Connections in Cultural Heritges and Biases in Museums
When we look into the marvellous pieces in the museums, do you see the “tags” behind? Cultural Heritage has a myriad of labels behind it. Although these labels cannot replace the meaning and value of Cultural Heritage itself, they show us the connection of the artifacts. This project focuses on analyzing the textual descriptions of Cultural Heritage, analyzing the number of keyword occurrences and visualizing them with wordcloud, in order to find the similarities and differences between different cultures.
Copyright: © Valentina Cosentino
The Harvard Art Museums webpage after adding filter "Chinese".
The Harvard Art Museums website is visually appealing but lacks guidance for non-specialists in exploring Cultural Heritage. While the filter function helps users narrow their search, the image grid presentation of artifacts makes it hard to see the collection as a whole. To improve this, I plan to use the Categorical Scraping API to analyze the website’s CSV files. This will help me quickly identify relationships and patterns between artifacts, offering a more comprehensive and structured view of the collection, beyond the fragmented individual presentations.
Upon analyzing the CSV file containing information about the cultures represented in the Harvard Art Museums’ collections, several intriguing patterns emerge.
Firstly, the museum appears to prioritize artifacts from well-known cultures, particularly those that were influential during the Renaissance period.
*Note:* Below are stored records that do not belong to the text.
PR #315, opened 2026-08-06
Improve performance of toolFixWeight slightly

codeZeilen:
This PR improves performance by about 1.7x, mostly through working on the data.frame columns individually instead of the complete data.frame.

### DIFF
--- a/R/toolFixWeight.R
+++ b/R/toolFixWeight.R
@@ -43,7 +43,7 @@
 toolFixWeight <- function(weight, map, dim) {
   dim <- dimCode(dim, weight)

Cultures such as Chinese, Japanese, European, Egyptian, Byzantine, and American are heavily represented, with over 1,000 artifacts from each. However, lesser-represented cultures, including Lebanese, Turkestan, South Asian, and African cultures, receive comparatively less attention. Additionally, some categorizations seem redundant, such as the separate listings for Chinese, Japanese, and Korean cultures alongside an overarching "East Asian" category, which encompasses the former. This suggests a potential bias in how cultural groups are classified and represented within the museum's collection.
To further explore this, I used the Categorical Scraping API to isolate artifacts from the "Chinese" culture in the 20th century. Initial statistical results reveal a significant disparity in artifact viewership, with one object consistently receiving more attention than others. This could be attributed to its more frequent display in the museum, leading to higher visibility and interest among visitors.
In the next step, I would like to explore the chronological biases on heritages from certain cultures. I focused on the "Chinese," "Japanese," and "Korean" cultures from the Harvard Art Museums' collection.
The program first filters all the artifacts associated with these cultures. The analysis reveals that the number of artifacts from these three cultures significantly exceeds the average for other cultures in the collection. Japanese and Chinese artifacts are particularly well-represented, with Chinese artifacts outnumbering Korean ones. The statistical graph further shows that Japanese works peaked in accession numbers around 1933, while Chinese artifacts saw a spike in 1943. These patterns could be attributed to historical events: Japan’s involvement in World War II during the 1930s likely brought increased global attention to its culture, while the Second Sino-Japanese War (1937-1945) may have led to the displacement of Chinese artifacts, possibly taken by retreating military forces.
By leveraging the Categorical Scraping API, this project demonstrates how computational tools can help reveal hidden patterns and structural biases in digital cultural heritage collections. Through the systematic extraction and analysis of metadata from museum databases, we are able to identify imbalances in cultural representation—such as the overrepresentation of dominant cultures and the marginalization of others—as well as temporal and categorical inconsistencies in how artifacts are classified.
This approach highlights the power of data-driven methods in critically engaging with institutional narratives. Rather than passively accepting what museums present, Scraping API allows researchers to reframe and reinterpret collections at scale, offering a more holistic and inclusive view of cultural heritage. In doing so, it not only exposes biases embedded in curation and digitization practices but also opens new possibilities for transparency, accountability, and more equitable storytelling in the digital age.